Requirement: Every line that contains "packages" must be located and copied from the data.
───── Task inputs
PR #1624, opened 2021-02-25
[lit-html] Support for <host> wrapper

kevinpschaaf:
Initial swag at supporting an optional `<host>` root tag in the template for declarative rendering of host attributes & expressions.

Example:
```ts
@customElement('my-element')
  @property()
  mode = 'a';
  render() {
    html`
      <host tabindex="1" role=${this.mode === 'a' ? 'button' : 'tab'}>
        <div>...</div>
      </host>
    `;
  }
}
```
Renders:
```html
<my-element tabindex="1" role="button">
  #shadow-root
    <div>...</div>
</my-element>
```

Code increases from 2.80 -> 2.88 gzip

### DIFF
--- a/packages/lit-html/src/lit-html.ts
+++ b/packages/lit-html/src/lit-html.ts
@@ -526,6 +526,11 @@ const getTemplateHtml = (
   ];
 };
 
+const replaceContent = (content: DocumentFragment, withContent: Node[] | NodeListOf<Node>) => {
+  content.textContent = '';
+  content.append(...withContent)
──────────
Result of this task:
--- a/packages/lit-html/src/lit-html.ts
+++ b/packages/lit-html/src/lit-html.ts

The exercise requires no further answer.